Mais voilà : The Knick échoue dans la durée, alternant des épisodes et des scènes proches du chef d’œuvre (le fabuleux septième épisode) avec des passages à vide dignes des plus mauvaises pénultièmes saisons. Difficile de parler de potentiel mal exploité, car il n’y a objectivement rien à dire sur la mise en scène et la direction d’acteurs, mais on peut qu’espérer que la deuxième saison apporte avec elle un scénario plus accrocheur et moins vain.

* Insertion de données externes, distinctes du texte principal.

PR #131, opened 2022-12-13
add sharelocation + unsharelocation apis

michaellee1019:


proto/viam/app/v1/app.proto
```diff
@@ -139,6 +145,20 @@ message ListLocationsRequest {
   string organization_id = 1;
 }
 
+message ShareLocationRequest {
+  string location_id = 1;
+  string organization_id = 2;
```
AdamMagaluk, line 150: Nit: Please add some docs on these fields. Eg. it would be good to indicate organization_id is org that it will be shared with.

AdamMagaluk (approved):
LGTM. Just nit about docs the more the better.

AdamMagaluk (approved):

N’en demeure pas moins qu’on reste devant une franche réussite. Sans pour autant être un incontournable, The Knick est l’une des nouveautés les plus originales et appréciables de l’année. Démonstration évidente de talents multiples, vent d’air frais dans le panier si calibré des séries médicales et des period dramas, on sait qu’il y a les moyens de faire de la nouvelle série Cinemax une grande œuvre. Mais il faudra encore faire ses preuves et confirmer ses qualités l’année prochaine.
★★★★★★☆☆☆☆
Saison 2
The Knick est une série singulière – non seulement pour des raisons créatives, mais aussi parce qu’elle est une série d’auteur. Un homme en son centre, Steven Soderbergh, autour duquel semble pivoter toutes les réussites artistiques du show automnal de Cinemax : de la mise en scène au scénario, en passant par le casting et la musique, tout porte la patte de l’un des (ex-)cinéastes les plus éclectiques du paysage audiovisuel américain.
The Knick repousse des limites – elle n’en a, à vrai dire, aucune. Portée par un état de grâce quasi-constant depuis son pilote, elle se plonge chaque semaine, pendant une heure, dans un univers situé quelque part entre le drame au réalisme troublant, le thriller aux effets anachroniques et l’œuvre d’art moderne à la construction parfois proche de l’expérimentation pure. Rares sont les séries qui tentent vraiment quelque chose, s’essayant à la fois à poser les bases d’une forme inventive, mais aussi à continuer de l’explorer au fur et à mesure que les épisodes passent.
C’est bien pour cela que The Knick est imparfaite. A tout tenter, elle ne peut tout réussir – mais sans ces tares, elle ne pourrait revêtir cette ambition hallucinante dont elle fait preuve. Si la première saison s’était enfermée dans une forme parfois castratrice, ce second acte ne connaît pas de barrières. The Knick ne ressemble à rien de connu, et c’est là sa plus grande qualité – c’est en cela qu’elle est importante et qu’on pourrait presque parler, avec toutes les précautions que ce titre impose, d’un chef d’œuvre.
Alors que l’on attend toujours l’annonce d’une troisième saison (qui, on l’espère, ne saurait que tarder), on ne peut qu’exhorter les plus curieux à découvrir ce qui est probablement l’un des objets télévisuels les plus transcendants du moment. On pourrait écrire des pages sur ce qui ne va parfois pas dans The Knick (certaines storylines et personnages, notamment), mais ce serait regarder de façon bien condescendante une série aussi courageuse et importante. Fascinant.